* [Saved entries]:
**********

PR #91, opened 2025-10-28
feat: statically link cpp redist for MSVC target

vytautas-astrauskas-sensmetry:


andrius-puksta-sensmetry:
Why is this a draft? It passes CI, so presumably works well enough.

PR #97, opened 2025-11-03
feat(cli): warn that std libs are ignored if `--include-std` is not passed

### LINKED ISSUE #94: Generate warning or indication that standard library projects have been excluded from installation
We should consider printing a message in relevant commands (`install`, `add`, `sync`, etc) when the `--include-std` flag is *not* passed so that users are not surprised by standard library projects not being installed.

andrius-puksta-sensmetry:
Closes #94.

### DIFF
--- a/sysand/src/lib.rs
+++ b/sysand/src/lib.rs
@@ -4,7 +4,7 @@
 #[cfg(not(feature = "std"))]
 compile_error!("`std` feature is currently required to build `sysand`");
 
-use std::collections::HashSet;
+use std::collections::{HashMap, HashSet};
 
 use anyhow::{Result, bail};
 
@@ -142,7 +142,14 @@ pub fn run_cli(args: cli::Args) -> Result<()> {
                     std::collections::HashMap::default()
                 };
 
-                command_sources_env(iri, version, !no_deps, current_environment, &provided_iris)
+                command_sources_env(
+                    iri,
+                    version,
+                    !no_deps,
+                    current_environment,
+                    &provided_iris,
+                    include_std,
+                )
             }
         },
         cli::Command::Lock { dependency_opts } => {
@@ -182,9 +189,10 @@ pub fn run_cli(args: cli::Args) -> Result<()> {
             };
 
             let provided_iris = if !include_std {
+                crate::logger::warn_std_deps();
                 known_std_libs()
             } else {
-                std::collections::HashMap::default()
+                HashMap::default()
             };
             let project_root = project_root.unwrap_or(std::env::current_dir()?);
             let lockfile = project_root.join(sysand_core::commands::lock::DEFAULT_LOCKFILE_NAME);
@@ -224,6 +232,7 @@ pub fn run_cli(args: cli::Args) -> Result<()> {
             } = dependency_opts;
             let index_base_urls = if no_index { None } else { Some(use_index) };
             let excluded_iris: HashSet<_> = if !include_std {
+                crate::logger::warn_std_deps();
                 known_std_libs().keys().cloned().collect()
             } else {
                 std::collections::HashSet::default()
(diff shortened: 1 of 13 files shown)


sysand/src/lib.rs
```diff
@@ -154,6 +161,10 @@ pub fn run_cli(args: cli::Args) -> Result<()> {
             let index_base_urls = if no_index { None } else { Some(use_index) };
 
             let provided_iris = if !include_std {
+                // TODO: lockfile will include std libs either way, but
+                // if `include_std` is passed, it will also include their sources
+                // Not sure if the warning is needed here.
+                crate::logger::warn_std_general();
```
andrius-puksta-sensmetry: Is the warning needed here? As far as I can tell, it does not meaningfully change anything. If `--include-std` is passed, std libs are resolved as all others, i.e. they include their kpar source. Otherwise, they are listed in the lock file by name.

sysand/tests/common/mod.rs
```diff
@@ -31,7 +30,7 @@ pub fn sysand_cmd_in<'a, I: IntoIterator<Item = &'a str>>(
     ]
     .concat();
     // NOTE had trouble getting test-temp-dir crate working, but would be better
-    let mut cmd = Command::cargo_bin("sysand")?;
+    let mut cmd = Command::new(assert_cmd::cargo::cargo_bin!("sysand"));
```
andrius-puksta-sensmetry: Old way was deprecated.

sysand/src/lib.rs
tilowiklundSensmetry: I think it's fine to skip the warning here.

sysand/src/logger.rs
```diff
@@ -32,3 +32,27 @@ fn format(buf: &mut Formatter, record: &Record<'_>) -> Result<(), std::io::Error
         }
     }
 }
+
+/// Print a warning that standard library package 'iri' should be provided by the tooling
+pub fn warn_std(iri: &str) {
+    let warn = "Warning";
+    let sp = " ";
+    let header = crate::style::WARN;
+    log::info!(
```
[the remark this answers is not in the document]
andrius-puksta-sensmetry: I wanted consistent styling. `log::warn!` looks out of place:
```plain
    Finished `dev` profile [unoptimized + debuginfo] target(s) in 2.60s
     Running `/Users/andrius/repos/sysand/target/debug/sysand add 'urn:kpar:systems-library' --include-std`
      Adding usage: 'urn:kpar:systems-library'
warning: SysML standard library packages will not be included in your sources,
         as they are assumed to be provided by your tooling.
         If you want to include them, use the '--include-std' flag
     Syncing env
```
I made it consistent:
```plain
    Finished `dev` profile [unoptimized + debuginfo] target(s) in 2.60s
     Running `/Users/andrius/repos/sysand/target/debug/sysand add 'urn:kpar:systems-library' --include-std`
      Adding usage: 'urn:kpar:systems-library'
     Warning SysML/KerML standard library package 'urn:kpar:systems-library'
             is ignored, as it should always be provided by your tooling.
             If you want to process it, pass the '--include-std' flag
     Syncing env
```

Not sure if it should stand out, but it's nice to keep consistency with other warnings. Will change to use `log::warn!`.

andrius-puksta-sensmetry:
> This looks good, but I think, at least for now, we need to always show some sort of warning when --include-std is not used.

This PR _does_ always print the warning, except for the lock command.

andrius-puksta-sensmetry:
It does:
```plain
$ sysand env install 'urn:kpar:systems-library'`
warning: SysML/KerML standard library package 'urn:kpar:systems-library'
         is ignored, as it should always be provided by your tooling.
         If you want to process it, pass the '--include-std' flag
     Syncing env
env is up to date
```
(it shouldn't sync the env if packages didn't change, will fix that)

tilowiklundSensmetry (approved):
:+1:

Issue #85, opened 2025-10-23
Lockfile uses absolute path for editable entries.


tilowiklundSensmetry:
In the current lock file implementation, editable entries get assigned absolute file system source paths. While for `file://`-URLs this may be expected (and might not be avoidable), it should not be the case for `editable` entries.

PR #100, opened 2025-11-06
Fix absolute path to current project in lockfile

victor-linroth-sensmetry:
Fixes the lockfiles path to current project from an absolute path to being simply `"."`.

### DIFF
--- a/sysand/src/commands/add.rs
+++ b/sysand/src/commands/add.rs
@@ -1,7 +1,7 @@
 // SPDX-FileCopyrightText: © 2025 Sysand contributors <opensource@sensmetry.com>
 // SPDX-License-Identifier: MIT OR Apache-2.0
 
-use std::{collections::HashMap, sync::Arc};
+use std::{collections::HashMap, path::PathBuf, sync::Arc};
 
 use anyhow::Result;
 
@@ -46,7 +46,7 @@ pub fn command_add(
     if !no_lock {
         let index_base_urls = if no_index { None } else { Some(use_index) };
         crate::commands::lock::command_lock(
-            &project_root,
+            PathBuf::from("."),
             client.clone(),
             index_base_urls,
             &provided_iris,
--- a/sysand/src/lib.rs
+++ b/sysand/src/lib.rs
@@ -6,7 +6,7 @@ compile_error!("`std` feature is currently required to build `sysand`");
 
 use std::{
     collections::{HashMap, HashSet},
-    path::Path,
+    path::{Path, PathBuf},
     sync::Arc,
 };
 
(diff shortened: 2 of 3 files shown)


tilowiklundSensmetry:
Looks good, do we need to add an assertion that `.` is actually the correct path (so as to avoid accidentally making this assumption in the future, where these may be sub-paths of the project)?

victor-linroth-sensmetry:
> Looks good, do we need to add an assertion that `.` is actually the correct path (so as to avoid accidentally making this assumption in the future, where these may be sub-paths of the project)?

If we want to do something like workspaces later, I feel like `command_lock` will probably need quite a lot of reworking, and I'm not sure there would even be something like a "current project". In a way "current project" is `"."` by definition?

victor-linroth-sensmetry:
> In my min `.` is always some form of "working directory". I know @vytautas-astrauskas-sensmetry wants to push towards supporting some type of workspace functionality, where a workspace may contain multiple projects. If something like this happens, I think it not unlikely that lockfiles will exist at a workspace, rather than a project level. In this case `.` would probably be implicitly interpreted as the directory containing the workspace. In case additional functionality is implemented by someone other than us (or we simply forgot what we wrote here), I suspect this may lead to bugs.
> 
> I'd be totally fine with just `panic!`-ing here though, just to make the failure loud and clear and easy to debug.
> 
> EDIT: Specifically, we should panic if `.` is not the same as the directory `sync` would look in.

I don't really know what check for though. As far as I'm concerned `.` should always be interpreted as `project_root` (we may want to rename this if introducing workspaces, and we need to adapt project discovery to be a form of workspace discovery instead). Right now this is where we assume the current project to be. There's no way to assert that this is where the project is because we don't keep track of it any other way.

tilowiklundSensmetry:
Could we add an (integration) test case to ensure the correct editable entry and path is set?

tilowiklundSensmetry:
> Could we add an (integration) test case to ensure the correct editable entry and path is set?

Just found this too https://github.com/sensmetry/sysand/pull/102. I propose we get these two merged quickly and then we prioritise to have a good test suite for `lock` and `sync`.

andrius-puksta-sensmetry (approved):
LGTM

andrius-puksta-sensmetry:
Does this fix #85 or is there something else to do?

tilowiklundSensmetry:
> > Then why did we not catch the bug fixed by this MR?
> 
> Because it used to check for the absolute path. It's changed as part of this PR.

:facepalm: I'm either too tired or there is something funky with GitHub's interface, I was sure I checked the list of filenames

**********

From the records above, give again exactly the lines running from the line with "let excluded_iris: HashSet<_>" to the line with "(diff shortened: 1 of 13 files shown)", inclusive.

             let excluded_iris: HashSet<_> = if !include_std {
+                crate::logger::warn_std_deps();
                 known_std_libs().keys().cloned().collect()
             } else {
                 std::collections::HashSet::default()
(diff shortened: 1 of 13 files shown)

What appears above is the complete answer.